◆ ASSIGNMENT
Nothing in the records below may change; print them all exactly.

◆ INFORMATION SHOWN
PR #3567, opened 2017-09-27
Overall final grade for course

### LINKED ISSUE #3492: Add overall final grade data to the dashboard API
The concept of an 'overall' final grade (a grade that combines a user's course final grade [`FinalGrade`] and exam grade [`ProctoredExamGrade`] with appropriate weight) is only represented in front end code right now. This was done to speed up implementation. All of our other grading logic is in the back end, and all other grading data can be retrieved via the dashboard API. This split of front end/back end logic is inconvenient, difficult to reason about and potentially dangerous. The logic for calculating overall final grades should be moved to the back end, and overall final grade data should be returned in the dashboard API response.

annagav:
Fix #3492

#### What's this PR do?
Added overall final grade data to the dashboard API.

Set a past course run to passed and create an exam run with a passing exam grade. you should be able to see the final grade for course just as before.

### DIFF
--- a/dashboard/utils.py
+++ b/dashboard/utils.py
@@ -418,7 +418,7 @@ class MMTrack:
             )
             return ExamProfile.PROFILE_INVALID
 
-    def get_best_proctorate_exam_grade(self, course):
+    def get_best_proctored_exam_grade(self, course):
 
         """
         Returns the best exam grade
@@ -429,7 +429,9 @@ class MMTrack:
         Returns:
             grades.models.ProctoredExamGrade: the best exam grade
         """
-        return self.get_course_proctorate_exam_results(course).filter(passed=True).order_by('percentage_grade').last()
+        return self.get_course_proctorate_exam_results(course).filter(
+            passed=True
+        ).order_by('-percentage_grade').first()
 
     def get_course_proctorate_exam_results(self, course):
         """
--- a/dashboard/utils.py
+++ b/dashboard/utils.py
@@ -418,6 +418,19 @@ class MMTrack:
             )
             return ExamProfile.PROFILE_INVALID
 
+    def get_best_proctorate_exam_grade(self, course):
+
+        """
+        Returns the best exam grade
+
+        Args:
+            course (courses.models.Course): a course
+
+        Returns:
+            grades.models.ProctoredExamGrade: the best exam grade
+        """
+        return self.get_course_proctorate_exam_results(course).filter(passed=True).order_by('percentage_grade').last()
+
     def get_course_proctorate_exam_results(self, course):
         """
         Returns the queryset of the proctorate exams results for the user in a course
--- a/static/js/components/dashboard/courses/Grades.js
+++ b/static/js/components/dashboard/courses/Grades.js
@@ -5,7 +5,7 @@ import Icon from "react-mdl/lib/Icon"
 
 import type { Course } from "../../../flow/programTypes"
 import { formatGrade } from "../util"
-import { S, reduceM } from "../../../lib/sanctuary"
+import { S, reduceM, getm } from "../../../lib/sanctuary"
 import { classify } from "../../../util/util"
 import {
   getLargestExamGrade,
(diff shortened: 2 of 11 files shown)


static/js/components/dashboard/courses/Grades.js
```diff
@@ -57,7 +56,8 @@ const renderFinalGrade = R.ifElse(
   R.compose(
     reduceM("--", renderGrade("Final Grade")),
     S.map(formatGrade),
-    calculateFinalGrade
+    S.filter(R.complement(R.equals(""))),
```
gsidebo: I think this can be replaced with `filterEmpty` in `static/js/lib/grades.js`

gsidebo:
There are a couple things jumping out at me in terms of front-end logic that still does grade calculation that should be provided by the dashboard API.

In `static/js/components/dashboard/courses/Grades.js`, the `renderPassed` function calls `passedCourse` in `static/js/lib/grades.js`, which checks whether a course has an exam or not. This should not be a concern of the front end anymore. The overall final grade returned by the API should be the final word on that.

◆ RESULT OF THIS TASK
PR #3567, opened 2017-09-27
Overall final grade for course

### LINKED ISSUE #3492: Add overall final grade data to the dashboard API
The concept of an 'overall' final grade (a grade that combines a user's course final grade [`FinalGrade`] and exam grade [`ProctoredExamGrade`] with appropriate weight) is only represented in front end code right now. This was done to speed up implementation. All of our other grading logic is in the back end, and all other grading data can be retrieved via the dashboard API. This split of front end/back end logic is inconvenient, difficult to reason about and potentially dangerous. The logic for calculating overall final grades should be moved to the back end, and overall final grade data should be returned in the dashboard API response.

annagav:
Fix #3492

#### What's this PR do?
Added overall final grade data to the dashboard API.

Set a past course run to passed and create an exam run with a passing exam grade. you should be able to see the final grade for course just as before.

### DIFF
--- a/dashboard/utils.py
+++ b/dashboard/utils.py
@@ -418,7 +418,7 @@ class MMTrack:
             )
             return ExamProfile.PROFILE_INVALID
 
-    def get_best_proctorate_exam_grade(self, course):
+    def get_best_proctored_exam_grade(self, course):
 
         """
         Returns the best exam grade
@@ -429,7 +429,9 @@ class MMTrack:
         Returns:
             grades.models.ProctoredExamGrade: the best exam grade
         """
-        return self.get_course_proctorate_exam_results(course).filter(passed=True).order_by('percentage_grade').last()
+        return self.get_course_proctorate_exam_results(course).filter(
+            passed=True
+        ).order_by('-percentage_grade').first()
 
     def get_course_proctorate_exam_results(self, course):
         """
--- a/dashboard/utils.py
+++ b/dashboard/utils.py
@@ -418,6 +418,19 @@ class MMTrack:
             )
             return ExamProfile.PROFILE_INVALID
 
+    def get_best_proctorate_exam_grade(self, course):
+
+        """
+        Returns the best exam grade
+
+        Args:
+            course (courses.models.Course): a course
+
+        Returns:
+            grades.models.ProctoredExamGrade: the best exam grade
+        """
+        return self.get_course_proctorate_exam_results(course).filter(passed=True).order_by('percentage_grade').last()
+
     def get_course_proctorate_exam_results(self, course):
         """
         Returns the queryset of the proctorate exams results for the user in a course
--- a/static/js/components/dashboard/courses/Grades.js
+++ b/static/js/components/dashboard/courses/Grades.js
@@ -5,7 +5,7 @@ import Icon from "react-mdl/lib/Icon"
 
 import type { Course } from "../../../flow/programTypes"
 import { formatGrade } from "../util"
-import { S, reduceM } from "../../../lib/sanctuary"
+import { S, reduceM, getm } from "../../../lib/sanctuary"
 import { classify } from "../../../util/util"
 import {
   getLargestExamGrade,
(diff shortened: 2 of 11 files shown)


static/js/components/dashboard/courses/Grades.js
```diff
@@ -57,7 +56,8 @@ const renderFinalGrade = R.ifElse(
   R.compose(
     reduceM("--", renderGrade("Final Grade")),
     S.map(formatGrade),
-    calculateFinalGrade
+    S.filter(R.complement(R.equals(""))),
```
gsidebo: I think this can be replaced with `filterEmpty` in `static/js/lib/grades.js`

gsidebo:
There are a couple things jumping out at me in terms of front-end logic that still does grade calculation that should be provided by the dashboard API.

In `static/js/components/dashboard/courses/Grades.js`, the `renderPassed` function calls `passedCourse` in `static/js/lib/grades.js`, which checks whether a course has an exam or not. This should not be a concern of the front end anymore. The overall final grade returned by the API should be the final word on that.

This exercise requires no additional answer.